Alas, it was not so, for it so happened that a Mango Grove resident, Mr. Perez of the UP Registrar’s office, was deprived of his champion fighting cock the previous night by a person or persons unknown. On this particular night, his son David was on the prowl driven by a powerful belief that the criminal almost always returns to the scene of the crime. Talk about the strings and arrows of outrageous fortune!

And so, from his elevated vantage point behind and between Area 2 and Mango Grove, David espied the bonfire we had lit; knowing that no innocents could be possibly up and about at such an ungodly hour, he hied to the UP Police Headquarters to solicit assistance from the local constables, whereupon these stalwarts promptly responded. There had been very few and far-between incidents to interest them, and they desperately needed something – anything – to enliven their otherwise drab careers.

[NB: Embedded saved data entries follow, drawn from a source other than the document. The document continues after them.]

PR #3845, opened 2022-12-13
[Feature] Admin task to delete challenge evaluation cluster created (Part 2)

matthew-so:
This pull request is part 2 of the cluster deletion API being created. Part 1 can be found [here](https://github.com/Cloud-CV/EvalAI/pull/3844). This commit adds a new Django admin task to fully delete a challenge's evaluation clusters, including its roles, subnets, etc...

### DIFF
--- a/apps/challenges/admin.py
+++ b/apps/challenges/admin.py
@@ -11,6 +11,7 @@ from .aws_utils import (
     scale_workers,
     start_workers,
     stop_workers,
+    delete_only_challenge_evaluation_cluster,
 )
 
 from .admin_filters import ChallengeFilter
@@ -83,6 +84,7 @@ class ChallengeAdmin(ImportExportTimeStampedAdmin):
         "scale_selected_workers",
         "restart_selected_workers",
         "delete_selected_workers",
+        "delete_only_selected_challenge_evaluation_clusters"
     ]
     action_form = UpdateNumOfWorkersForm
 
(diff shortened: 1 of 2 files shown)


apps/challenges/admin.py
```diff
@@ -213,6 +217,54 @@ def delete_selected_workers(self, request, queryset):
...
+            messages.success(
+                request,
+                "{} challenges' evaluation clusters were successfully deleted.".format(count),
+            )
+            for fail in failures:
+                challenge_pk, message = fail["challenge_pk"], fail["message"]
+                display_message = "Challenge {}: {}".format(
+                    challenge_pk, message
+                )
+                messages.error(request, display_message)
```
Ram81, line 262: Like discussed today, let's merge these two tasks

apps/challenges/aws_utils.py
```diff
@@ -899,6 +899,339 @@ def create_eks_nodegroup(challenge, cluster_name):
...
+    challenge_aws_keys = get_aws_credentials_for_challenge(challenge_obj.pk)
+    client = get_boto3_client("iam", challenge_aws_keys)
+    environment_suffix = "{}-{}".format(challenge_obj.pk, settings.ENVIRONMENT)
+    eks_role_name = "evalai-code-upload-eks-role-{}".format(environment_suffix)
+    node_group_role_name = "evalai-code-upload-nodegroup-role-{}".format(
+        environment_suffix
+    )
+    try:
+        # Delete all EKS cluster subnets
+        delete_eks_cluster_subnets.delay(challenge)
```
Ram81, line 974: @matthew-so subnets need to be deleted at the very end. It won't work otherwise. The flow for deletion will be:

1. Delete EKS nodegroup
2. Delete EKS cluster
3. Delete EFS associated to challenge
4. Delete policies and IAM roles for the challenge
5. Delete subnets
6. Delete VPC

Can you restructure the calls based on this flow?

Ram81 (changes requested):

apps/challenges/admin.py
matthew-so: Will do!

apps/challenges/aws_utils.py
matthew-so: Will do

The coppers made their pinch just as we were drawing the chicken we had so carefully roasted from the spit. Having been surprised and surrounded, we couldn’t run away, so we collectively brazened it out. We argued that we were all residents of UP, and peaceable citizens at that, merely having a private celebration; that our actions lay well within the ambit of our right to congregate, not to mention the pursuit of happiness, etc., etc. We were hoping that the budding lawyer in Billy Balbastro was making points with them.

A goodly fire had by then reduced the former track and field hurdles into glowing embers, and upon this hotbed did we commend the chicken.

To no avail: The lead constable (1) told us to do our explaining at headquarters, (2) confiscated the chicken, saying that it was primary proof that a felony may been committed, and (3) instructed one of his men to search for the other supporting evidence. The underling forthwith found the feathers, feet, head and entrails of the chicken, which he gathered and placed in a plastic bag. We had been careless in the aspect of evidence disposal. However, we were lucky that he did not connect the embers now turning into ashes as formerly belonging to UP, the destruction of which would certainly add to the predicament posed by being in possession of a possibly stolen article.

At Headquarters, we had to each give our name, age, and address. No way could we pass ourselves off as somebody else – UP campus was such a small community, and everyone knew everyone else by name. Besides, we were by then too well known – suspected even – of the disappearance of certain beloved pets of the canine variety. As the usual procedure goes, we were “booked” – that is, who, what, where, why, and when relative to our forced visit to Headquarters were recorded in the official logs.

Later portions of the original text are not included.